A Pakistani hacker who
previously made headlines earlier this year for selling almost a billion
user records stolen from nearly 45 popular
online services has now claimed to have hacked the popular mobile social game
company Zynga Inc.
With a current
market capitalization of over $5 billion, Zynga is one of the world’s most
successful social game developers with a collection of hit online
games—including FarmVille, Words With Friends, Zynga Poker, Mafia Wars, and
Café World—with over a billion players worldwide.
Going by the online
alias Gnosticplayers, the serial hacker told The Hacker News that this time, he
managed to breach “Words With Friends,” a popular Zynga-developed word puzzle game, and unauthorized
access a massive database of more than 218 million users.

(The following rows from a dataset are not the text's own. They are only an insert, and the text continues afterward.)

PR #578, opened 2026-06-03
Make optional enum selects clearable instead of a mid-list "(none)"

bdraco:

Optional enum fields (e.g. a sensor's `device_class`) ship an empty-value
`(none)` option from the catalog, which sorts **mid-list** — so to clear
the field the user had to scroll the dropdown to find `(none)`, or type a
hacky `""`. (Screenshot: `(none)` sitting between `duration` and `energy`.)

Render those selects with a built-in clear (×) instead, and drop the
`(none)` pseudo-option from the list. `wa-select` fires a `change` event
with an empty value when cleared, which the existing change handler already
maps, so no new wiring. A required enum (no empty option) stays
non-clearable with its full option list.

The clearable/visible-options derivation is memoized per `ConfigEntry`
(a stable catalog object) via a `WeakMap`, matching the renderer
memoization pattern in `nested.ts` / `templatable.ts`.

According to the hacker, the data breach affected all Android and iOS game
players who installed and signed up for the ‘Words With Friends’ game on and
before 2nd September this year.
In a statement published over a week ago, Zynga admitted
the data breach, revealing that the
“account login information for certain players of Draw Something and Words With Friends that may
have been accessed,” though the company did not reveal the number of
affected users.
“We recently discovered that certain player account information may have been illegally accessed by outside hackers.”

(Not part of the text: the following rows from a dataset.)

PR #583, opened 2026-06-03
Show and expand pin mode scalar shorthand in the structured editor

### LINKED ISSUE #579: Pin mode scalar shorthand (mode: OUTPUT) hidden behind Show advanced and not editable
## Summary

A pin written with the scalar **mode shorthand** (e.g. `mode: OUTPUT`) is hidden in the structured editor unless the user enables "Show advanced", and even then it renders as an empty "Mode" group rather than showing the `OUTPUT` value. A field the user set in YAML should be visible without the advanced toggle, and should reflect its value.

## Reproduction

Device with a gpio switch on an expander pin:

```yaml
pca9554:
  - id: pca9554_hub_out_1
    address: 0x20

switch:
  - platform: gpio
    pin:
      pca9554: pca9554_hub_out_1
      number: 0
      mode: OUTPUT
    name: Open
```

Open the switch section in the structured editor. The pin "Advanced" disclosure does not appear; `mode` only shows after toggling "Show advanced", and then as an empty Mode group (not `OUTPUT`).

## Root cause

The pin `mode` schema entry is type `NESTED` (because `mode` also accepts an object form such as `{input: true, pullup: true}`) and is marked `advanced`. The user's value is the scalar shorthand `"OUTPUT"`. Two gates in `src/components/device/config-entry-render-filter.ts` then hide it:

1. `hasMaterialValue` NESTED branch: `if (!isPlainObject(value)) return false;` so a scalar shorthand reads as "no value set", and the advanced gate drops the field.
2. `filterRenderable` also drops a non-multi_value NESTED entry when no children render; `asRecord("OUTPUT")` is `{}`, so no child fields survive to keep it alive.

Separately, `renderNestedField` (`src/components/device/config-entry-renderers/nested.ts`) has no representation for a scalar value, so even when shown it paints an empty group instead of `OUTPUT`.

## Proposed fix

1. `hasMaterialValue`: treat a defined non-object value on a NESTED entry as material (a scalar shorthand the user set).
2. `filterRenderable`: keep a NESTED entry with a material value even when it has zero renderable children.
3. `renderNestedField` (or the pin renderer): when a NESTED entry holds a scalar shorthand, render it as a read-only "set in YAML, edit there" notice (mirroring the existing `YamlRawValue` multi-value notice) or a scalar fallback, so the value is visible and not silently editable-as-empty.

Needs a small UX decision on the scalar representation (notice vs. inline scalar editor).

## Notes

Pre-existing; not introduced by the field-level-sync work in #573 (the `filterRenderable` / `hasMaterialValue` gates predate it). Found while testing #573.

Based on a sample data Gnosticplayers shared with The Hacker News, the stolen users’ information includes their:
- Names
- Email addresses
- Login IDs
- Hashed passwords, SHA1 with salt
- Password reset token (if ever requested)
- Phone numbers (if provided)
- Facebook ID (if connected)
- Zynga account ID
Besides this, the hacker also claims to have hacked
data belonging to some other Zynga-developed games, including Draw Something
and the discontinued OMGPOP game, which allegedly exposed
clear text passwords for more than 7 million users.